┌──

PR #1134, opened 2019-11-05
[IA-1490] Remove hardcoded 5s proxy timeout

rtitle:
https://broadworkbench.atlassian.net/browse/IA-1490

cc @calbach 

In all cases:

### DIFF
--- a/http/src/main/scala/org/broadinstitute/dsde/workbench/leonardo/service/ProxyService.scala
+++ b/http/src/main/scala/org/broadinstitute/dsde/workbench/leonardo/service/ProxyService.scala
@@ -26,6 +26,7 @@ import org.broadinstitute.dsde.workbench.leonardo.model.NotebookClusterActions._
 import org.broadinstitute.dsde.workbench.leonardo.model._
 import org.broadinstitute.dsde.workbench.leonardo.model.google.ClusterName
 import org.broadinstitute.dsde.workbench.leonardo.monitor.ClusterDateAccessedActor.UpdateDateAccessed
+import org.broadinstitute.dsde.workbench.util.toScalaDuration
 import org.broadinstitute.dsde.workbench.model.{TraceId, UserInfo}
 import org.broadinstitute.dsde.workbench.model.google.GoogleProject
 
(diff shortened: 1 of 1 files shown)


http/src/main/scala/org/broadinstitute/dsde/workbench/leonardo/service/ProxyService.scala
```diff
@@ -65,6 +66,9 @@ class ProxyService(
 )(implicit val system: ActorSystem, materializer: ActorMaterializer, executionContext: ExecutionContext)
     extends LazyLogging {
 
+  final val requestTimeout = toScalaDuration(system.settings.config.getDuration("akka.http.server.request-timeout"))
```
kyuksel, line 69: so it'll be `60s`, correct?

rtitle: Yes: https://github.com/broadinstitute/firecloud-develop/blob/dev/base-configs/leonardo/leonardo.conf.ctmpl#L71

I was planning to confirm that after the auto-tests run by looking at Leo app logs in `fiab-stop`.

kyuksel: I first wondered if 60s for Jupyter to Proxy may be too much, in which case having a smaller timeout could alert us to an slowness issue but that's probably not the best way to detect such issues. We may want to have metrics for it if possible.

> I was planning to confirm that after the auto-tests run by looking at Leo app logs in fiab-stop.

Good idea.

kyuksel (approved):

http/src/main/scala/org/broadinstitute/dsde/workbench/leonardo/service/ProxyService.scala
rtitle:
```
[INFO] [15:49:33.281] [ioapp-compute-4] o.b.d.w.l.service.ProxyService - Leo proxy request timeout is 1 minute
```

└──

EXERCISE GOAL: Begin at the first line of the material above. Transcribe each line exactly, ending with the line that contains "kyuksel, line 69: so".

TASK ANSWER:
PR #1134, opened 2019-11-05
[IA-1490] Remove hardcoded 5s proxy timeout

rtitle:
https://broadworkbench.atlassian.net/browse/IA-1490

cc @calbach 

In all cases:

### DIFF
--- a/http/src/main/scala/org/broadinstitute/dsde/workbench/leonardo/service/ProxyService.scala
+++ b/http/src/main/scala/org/broadinstitute/dsde/workbench/leonardo/service/ProxyService.scala
@@ -26,6 +26,7 @@ import org.broadinstitute.dsde.workbench.leonardo.model.NotebookClusterActions._
 import org.broadinstitute.dsde.workbench.leonardo.model._
 import org.broadinstitute.dsde.workbench.leonardo.model.google.ClusterName
 import org.broadinstitute.dsde.workbench.leonardo.monitor.ClusterDateAccessedActor.UpdateDateAccessed
+import org.broadinstitute.dsde.workbench.util.toScalaDuration
 import org.broadinstitute.dsde.workbench.model.{TraceId, UserInfo}
 import org.broadinstitute.dsde.workbench.model.google.GoogleProject
 
(diff shortened: 1 of 1 files shown)


http/src/main/scala/org/broadinstitute/dsde/workbench/leonardo/service/ProxyService.scala
```diff
@@ -65,6 +66,9 @@ class ProxyService(
 )(implicit val system: ActorSystem, materializer: ActorMaterializer, executionContext: ExecutionContext)
     extends LazyLogging {
 
+  final val requestTimeout = toScalaDuration(system.settings.config.getDuration("akka.http.server.request-timeout"))
```
kyuksel, line 69: so it'll be `60s`, correct?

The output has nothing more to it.